EXERCISE GOAL
Each entry must be duplicated precisely, with nothing left out.

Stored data
....
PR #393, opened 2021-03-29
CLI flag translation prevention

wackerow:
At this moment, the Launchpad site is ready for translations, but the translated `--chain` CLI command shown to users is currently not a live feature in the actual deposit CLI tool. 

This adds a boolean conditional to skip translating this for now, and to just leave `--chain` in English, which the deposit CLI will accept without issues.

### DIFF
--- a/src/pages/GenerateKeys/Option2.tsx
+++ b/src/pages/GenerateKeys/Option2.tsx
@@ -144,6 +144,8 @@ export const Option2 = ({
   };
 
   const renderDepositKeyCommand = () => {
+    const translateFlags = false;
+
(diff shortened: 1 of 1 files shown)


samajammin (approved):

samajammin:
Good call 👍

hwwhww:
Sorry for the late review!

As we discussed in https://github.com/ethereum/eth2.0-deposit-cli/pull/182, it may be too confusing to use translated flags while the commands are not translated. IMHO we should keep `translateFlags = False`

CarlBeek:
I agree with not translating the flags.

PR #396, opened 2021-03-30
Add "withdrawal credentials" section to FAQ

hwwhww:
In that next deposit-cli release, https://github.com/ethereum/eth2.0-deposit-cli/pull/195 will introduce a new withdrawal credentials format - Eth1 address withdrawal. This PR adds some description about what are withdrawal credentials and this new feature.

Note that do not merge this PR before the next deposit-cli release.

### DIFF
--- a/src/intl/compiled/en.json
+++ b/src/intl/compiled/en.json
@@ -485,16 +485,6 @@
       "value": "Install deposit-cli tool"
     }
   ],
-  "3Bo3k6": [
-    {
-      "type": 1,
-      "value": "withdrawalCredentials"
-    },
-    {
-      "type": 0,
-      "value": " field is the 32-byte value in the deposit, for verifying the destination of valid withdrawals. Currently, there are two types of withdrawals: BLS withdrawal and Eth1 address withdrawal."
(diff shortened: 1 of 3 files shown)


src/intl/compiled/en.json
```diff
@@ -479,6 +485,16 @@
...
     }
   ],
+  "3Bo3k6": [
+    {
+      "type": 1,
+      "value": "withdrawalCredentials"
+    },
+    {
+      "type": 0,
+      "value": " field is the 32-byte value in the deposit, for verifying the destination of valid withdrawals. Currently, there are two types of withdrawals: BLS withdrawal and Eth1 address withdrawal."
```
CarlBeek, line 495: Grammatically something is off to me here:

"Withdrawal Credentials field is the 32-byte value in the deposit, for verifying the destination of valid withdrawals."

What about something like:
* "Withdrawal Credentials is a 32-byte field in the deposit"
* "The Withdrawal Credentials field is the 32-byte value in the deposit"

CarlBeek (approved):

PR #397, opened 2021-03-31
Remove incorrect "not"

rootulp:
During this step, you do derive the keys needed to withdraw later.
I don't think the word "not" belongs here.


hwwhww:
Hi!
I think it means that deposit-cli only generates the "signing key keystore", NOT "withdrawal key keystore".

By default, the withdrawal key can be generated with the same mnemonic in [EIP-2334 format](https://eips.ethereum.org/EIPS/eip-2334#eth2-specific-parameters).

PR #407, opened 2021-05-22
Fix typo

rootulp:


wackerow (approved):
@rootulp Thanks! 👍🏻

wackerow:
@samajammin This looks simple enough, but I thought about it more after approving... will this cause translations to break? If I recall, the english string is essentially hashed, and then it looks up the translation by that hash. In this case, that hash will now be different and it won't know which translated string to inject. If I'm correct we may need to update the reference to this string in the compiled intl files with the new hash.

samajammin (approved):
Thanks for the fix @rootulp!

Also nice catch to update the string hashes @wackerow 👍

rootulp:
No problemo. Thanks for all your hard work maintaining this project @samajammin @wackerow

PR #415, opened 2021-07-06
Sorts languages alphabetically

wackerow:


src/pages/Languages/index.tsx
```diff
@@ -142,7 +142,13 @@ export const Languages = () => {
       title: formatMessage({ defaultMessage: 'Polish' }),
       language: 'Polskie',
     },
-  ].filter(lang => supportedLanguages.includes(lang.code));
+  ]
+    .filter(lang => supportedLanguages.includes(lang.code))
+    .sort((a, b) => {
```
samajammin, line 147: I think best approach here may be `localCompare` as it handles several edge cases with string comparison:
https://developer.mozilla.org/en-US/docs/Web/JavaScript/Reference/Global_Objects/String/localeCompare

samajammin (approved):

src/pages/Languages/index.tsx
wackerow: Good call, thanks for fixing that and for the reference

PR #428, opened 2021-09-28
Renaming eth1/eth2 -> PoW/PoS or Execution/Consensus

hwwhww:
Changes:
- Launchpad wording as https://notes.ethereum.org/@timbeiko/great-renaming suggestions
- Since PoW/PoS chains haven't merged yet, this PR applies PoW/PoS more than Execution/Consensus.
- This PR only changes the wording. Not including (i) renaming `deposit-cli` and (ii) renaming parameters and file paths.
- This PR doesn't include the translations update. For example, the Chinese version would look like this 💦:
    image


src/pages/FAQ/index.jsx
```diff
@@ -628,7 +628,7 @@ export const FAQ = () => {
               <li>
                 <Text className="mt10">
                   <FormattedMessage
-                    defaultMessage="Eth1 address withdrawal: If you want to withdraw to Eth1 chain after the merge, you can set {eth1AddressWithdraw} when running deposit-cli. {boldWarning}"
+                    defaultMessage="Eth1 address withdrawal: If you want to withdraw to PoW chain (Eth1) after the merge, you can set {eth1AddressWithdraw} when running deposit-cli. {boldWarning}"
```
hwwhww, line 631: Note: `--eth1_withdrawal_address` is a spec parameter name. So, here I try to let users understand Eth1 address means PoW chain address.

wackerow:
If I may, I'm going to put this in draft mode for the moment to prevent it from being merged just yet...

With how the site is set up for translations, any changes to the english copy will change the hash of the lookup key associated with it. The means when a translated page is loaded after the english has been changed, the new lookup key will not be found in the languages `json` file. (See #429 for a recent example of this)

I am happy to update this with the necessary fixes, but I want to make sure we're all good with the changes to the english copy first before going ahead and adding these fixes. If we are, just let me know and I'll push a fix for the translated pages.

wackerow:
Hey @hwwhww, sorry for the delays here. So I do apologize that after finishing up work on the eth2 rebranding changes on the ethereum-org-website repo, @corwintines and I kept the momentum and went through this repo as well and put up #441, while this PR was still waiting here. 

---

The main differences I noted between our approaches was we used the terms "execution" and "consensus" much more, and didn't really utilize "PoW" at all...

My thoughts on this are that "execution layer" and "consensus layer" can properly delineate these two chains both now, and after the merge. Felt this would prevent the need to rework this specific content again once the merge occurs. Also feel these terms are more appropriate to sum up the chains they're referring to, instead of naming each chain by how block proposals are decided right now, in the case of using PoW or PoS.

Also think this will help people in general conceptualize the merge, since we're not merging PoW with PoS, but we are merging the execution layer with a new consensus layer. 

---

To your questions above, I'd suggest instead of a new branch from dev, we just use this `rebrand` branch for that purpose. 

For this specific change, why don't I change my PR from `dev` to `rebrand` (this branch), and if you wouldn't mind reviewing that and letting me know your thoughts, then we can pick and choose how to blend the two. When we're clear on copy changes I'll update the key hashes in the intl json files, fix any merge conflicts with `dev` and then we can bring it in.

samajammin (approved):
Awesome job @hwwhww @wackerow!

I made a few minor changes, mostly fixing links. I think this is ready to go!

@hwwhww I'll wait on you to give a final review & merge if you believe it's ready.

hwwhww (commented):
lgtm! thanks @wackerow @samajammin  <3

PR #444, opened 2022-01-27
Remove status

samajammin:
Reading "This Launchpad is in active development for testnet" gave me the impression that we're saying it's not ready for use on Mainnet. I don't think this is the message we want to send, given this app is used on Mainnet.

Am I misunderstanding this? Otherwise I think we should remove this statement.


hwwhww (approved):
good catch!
....
THE ANSWER
PR #393, opened 2021-03-29
CLI flag translation prevention

wackerow:
At this moment, the Launchpad site is ready for translations, but the translated `--chain` CLI command shown to users is currently not a live feature in the actual deposit CLI tool. 

This adds a boolean conditional to skip translating this for now, and to just leave `--chain` in English, which the deposit CLI will accept without issues.

### DIFF
--- a/src/pages/GenerateKeys/Option2.tsx
+++ b/src/pages/GenerateKeys/Option2.tsx
@@ -144,6 +144,8 @@ export const Option2 = ({
   };
 
   const renderDepositKeyCommand = () => {
+    const translateFlags = false;
+
(diff shortened: 1 of 1 files shown)


samajammin (approved):

samajammin:
Good call 👍

hwwhww:
Sorry for the late review!

As we discussed in https://github.com/ethereum/eth2.0-deposit-cli/pull/182, it may be too confusing to use translated flags while the commands are not translated. IMHO we should keep `translateFlags = False`

CarlBeek:
I agree with not translating the flags.

PR #396, opened 2021-03-30
Add "withdrawal credentials" section to FAQ

hwwhww:
In that next deposit-cli release, https://github.com/ethereum/eth2.0-deposit-cli/pull/195 will introduce a new withdrawal credentials format - Eth1 address withdrawal. This PR adds some description about what are withdrawal credentials and this new feature.

Note that do not merge this PR before the next deposit-cli release.

### DIFF
--- a/src/intl/compiled/en.json
+++ b/src/intl/compiled/en.json
@@ -485,16 +485,6 @@
       "value": "Install deposit-cli tool"
     }
   ],
-  "3Bo3k6": [
-    {
-      "type": 1,
-      "value": "withdrawalCredentials"
-    },
-    {
-      "type": 0,
-      "value": " field is the 32-byte value in the deposit, for verifying the destination of valid withdrawals. Currently, there are two types of withdrawals: BLS withdrawal and Eth1 address withdrawal."
(diff shortened: 1 of 3 files shown)


src/intl/compiled/en.json
```diff
@@ -479,6 +485,16 @@
...
     }
   ],
+  "3Bo3k6": [
+    {
+      "type": 1,
+      "value": "withdrawalCredentials"
+    },
+    {
+      "type": 0,
+      "value": " field is the 32-byte value in the deposit, for verifying the destination of valid withdrawals. Currently, there are two types of withdrawals: BLS withdrawal and Eth1 address withdrawal."
```
CarlBeek, line 495: Grammatically something is off to me here:

"Withdrawal Credentials field is the 32-byte value in the deposit, for verifying the destination of valid withdrawals."

What about something like:
* "Withdrawal Credentials is a 32-byte field in the deposit"
* "The Withdrawal Credentials field is the 32-byte value in the deposit"

CarlBeek (approved):

PR #397, opened 2021-03-31
Remove incorrect "not"

rootulp:
During this step, you do derive the keys needed to withdraw later.
I don't think the word "not" belongs here.


hwwhww:
Hi!
I think it means that deposit-cli only generates the "signing key keystore", NOT "withdrawal key keystore".

By default, the withdrawal key can be generated with the same mnemonic in [EIP-2334 format](https://eips.ethereum.org/EIPS/eip-2334#eth2-specific-parameters).

PR #407, opened 2021-05-22
Fix typo

rootulp:


wackerow (approved):
@rootulp Thanks! 👍🏻

wackerow:
@samajammin This looks simple enough, but I thought about it more after approving... will this cause translations to break? If I recall, the english string is essentially hashed, and then it looks up the translation by that hash. In this case, that hash will now be different and it won't know which translated string to inject. If I'm correct we may need to update the reference to this string in the compiled intl files with the new hash.

samajammin (approved):
Thanks for the fix @rootulp!

Also nice catch to update the string hashes @wackerow 👍

rootulp:
No problemo. Thanks for all your hard work maintaining this project @samajammin @wackerow

PR #415, opened 2021-07-06
Sorts languages alphabetically

wackerow:


src/pages/Languages/index.tsx
```diff
@@ -142,7 +142,13 @@ export const Languages = () => {
       title: formatMessage({ defaultMessage: 'Polish' }),
       language: 'Polskie',
     },
-  ].filter(lang => supportedLanguages.includes(lang.code));
+  ]
+    .filter(lang => supportedLanguages.includes(lang.code))
+    .sort((a, b) => {
```
samajammin, line 147: I think best approach here may be `localCompare` as it handles several edge cases with string comparison:
https://developer.mozilla.org/en-US/docs/Web/JavaScript/Reference/Global_Objects/String/localeCompare

samajammin (approved):

src/pages/Languages/index.tsx
wackerow: Good call, thanks for fixing that and for the reference

PR #428, opened 2021-09-28
Renaming eth1/eth2 -> PoW/PoS or Execution/Consensus

hwwhww:
Changes:
- Launchpad wording as https://notes.ethereum.org/@timbeiko/great-renaming suggestions
- Since PoW/PoS chains haven't merged yet, this PR applies PoW/PoS more than Execution/Consensus.
- This PR only changes the wording. Not including (i) renaming `deposit-cli` and (ii) renaming parameters and file paths.
- This PR doesn't include the translations update. For example, the Chinese version would look like this 💦:
    image


src/pages/FAQ/index.jsx
```diff
@@ -628,7 +628,7 @@ export const FAQ = () => {
               <li>
                 <Text className="mt10">
                   <FormattedMessage
-                    defaultMessage="Eth1 address withdrawal: If you want to withdraw to Eth1 chain after the merge, you can set {eth1AddressWithdraw} when running deposit-cli. {boldWarning}"
+                    defaultMessage="Eth1 address withdrawal: If you want to withdraw to PoW chain (Eth1) after the merge, you can set {eth1AddressWithdraw} when running deposit-cli. {boldWarning}"
```
hwwhww, line 631: Note: `--eth1_withdrawal_address` is a spec parameter name. So, here I try to let users understand Eth1 address means PoW chain address.

wackerow:
If I may, I'm going to put this in draft mode for the moment to prevent it from being merged just yet...

With how the site is set up for translations, any changes to the english copy will change the hash of the lookup key associated with it. The means when a translated page is loaded after the english has been changed, the new lookup key will not be found in the languages `json` file. (See #429 for a recent example of this)

I am happy to update this with the necessary fixes, but I want to make sure we're all good with the changes to the english copy first before going ahead and adding these fixes. If we are, just let me know and I'll push a fix for the translated pages.

wackerow:
Hey @hwwhww, sorry for the delays here. So I do apologize that after finishing up work on the eth2 rebranding changes on the ethereum-org-website repo, @corwintines and I kept the momentum and went through this repo as well and put up #441, while this PR was still waiting here. 

---

The main differences I noted between our approaches was we used the terms "execution" and "consensus" much more, and didn't really utilize "PoW" at all...

My thoughts on this are that "execution layer" and "consensus layer" can properly delineate these two chains both now, and after the merge. Felt this would prevent the need to rework this specific content again once the merge occurs. Also feel these terms are more appropriate to sum up the chains they're referring to, instead of naming each chain by how block proposals are decided right now, in the case of using PoW or PoS.

Also think this will help people in general conceptualize the merge, since we're not merging PoW with PoS, but we are merging the execution layer with a new consensus layer. 

---

To your questions above, I'd suggest instead of a new branch from dev, we just use this `rebrand` branch for that purpose. 

For this specific change, why don't I change my PR from `dev` to `rebrand` (this branch), and if you wouldn't mind reviewing that and letting me know your thoughts, then we can pick and choose how to blend the two. When we're clear on copy changes I'll update the key hashes in the intl json files, fix any merge conflicts with `dev` and then we can bring it in.

samajammin (approved):
Awesome job @hwwhww @wackerow!

I made a few minor changes, mostly fixing links. I think this is ready to go!

@hwwhww I'll wait on you to give a final review & merge if you believe it's ready.

hwwhww (commented):
lgtm! thanks @wackerow @samajammin  <3

PR #444, opened 2022-01-27
Remove status

samajammin:
Reading "This Launchpad is in active development for testnet" gave me the impression that we're saying it's not ready for use on Mainnet. I don't think this is the message we want to send, given this app is used on Mainnet.

Am I misunderstanding this? Otherwise I think we should remove this statement.


hwwhww (approved):
good catch!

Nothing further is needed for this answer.